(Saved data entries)

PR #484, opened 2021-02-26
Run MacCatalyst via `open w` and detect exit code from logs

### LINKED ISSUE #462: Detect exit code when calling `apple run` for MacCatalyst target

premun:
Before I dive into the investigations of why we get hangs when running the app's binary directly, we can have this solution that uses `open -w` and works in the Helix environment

# PROBLEM DESCRIPTION:
Give back every entry exactly, with nothing left out.

# SOLVED EXERCISE:
PR #484, opened 2021-02-26
Run MacCatalyst via `open w` and detect exit code from logs

### LINKED ISSUE #462: Detect exit code when calling `apple run` for MacCatalyst target

premun:
Before I dive into the investigations of why we get hangs when running the app's binary directly, we can have this solution that uses `open -w` and works in the Helix environment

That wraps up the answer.